Kaaren Haldeman
Georgia Team

Kaaren M. Haldeman is a Post-doctoral Associate in the Department of Anthropology at Georgia State University. She is a sociocultural anthropologist trained in medical anthropology and public health. She is a contributing author to “The Intersectional Approach: Transforming the Academy through Race, Class, & Gender” (Berger & Guidroz, 2009).
Dr. Haldeman’s research has focused on Black maternal health and the impacts of racism on health among African American women in North Carolina. She also worked at the US-Mexico border to understand binational collaboration in health care.
After completing her post-doctoral training in bioethics and genomic biobanking in the Department of Social Medicine at UNC Chapel Hill, she began a career in advocacy and community organizing around gun violence prevention. She helped build a national grassroots gun violence prevention organization and was the first to lead the North Carolina state chapter.

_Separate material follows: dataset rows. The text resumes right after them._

PR #3789, opened 2026-02-20
Fix missing await and interruption timeout hang

aconchillo:
## Summary

- Fixed `push_interruption_task_frame_and_wait()` hanging indefinitely when the `InterruptionFrame` does not reach the pipeline sink within the timeout. The event is now forcibly set after the timeout so the processor can continue.
- Added a `timeout` keyword argument to `push_interruption_task_frame_and_wait()` so callers can customize the wait duration (defaults to `INTERRUPTION_COMPLETION_TIMEOUT`).
- Fixed missing `await` on `add_audio_frames_message()` calls in Google audio-in examples (`07s`, `25`), which silently discarded the coroutine.


markbackman (approved):
LGTM!

PR #3790, opened 2026-02-20
Lazy import LocalSmartTurnAnalyzerV3 to suppress PyTorch warning

markbackman:
## Context

We've had reports of users seeing the warning:
```
PyTorch was not found. Models won't be available and only tokenizers, configuration and file/data utilities can be used.
```

even when they're not using the `TurnAnalyzerUserTurnStopStrategy`. This change lazy loads `LocalSmartTurnAnalyzerV3`.

We should also consider suppressing the PyTorch warning, which we can either add here or do separately.

## Summary
- Moves the `LocalSmartTurnAnalyzerV3` import in `user_turn_strategies.py` from module level into `__post_init__`, so it only loads when the default stop strategy is actually needed
- Eliminates the spurious "PyTorch was not found" warning that appeared whenever `llm_response_universal` was imported (e.g. in the quickstart example)

## Test plan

She has extensive experience in civic engagement and policy and in 2018 ran for public office in her home city of Durham, NC. She co-chaired the City and State’s first Racial Equity Task Force, 2018-2020. In this role, she collaboratively authored recommendations to the City to create a more racially equitable Durham. She consults on inclusive workplace culture change and moving people from training in equity to meaningful action.
Dr. Haldeman holds a PhD in Anthropology from the University of North Carolina at Chapel Hill and a Master of Public Health from the University of California at Berkeley. She centers racial equity and antiracist praxis in her personal, academic, and advocacy lives.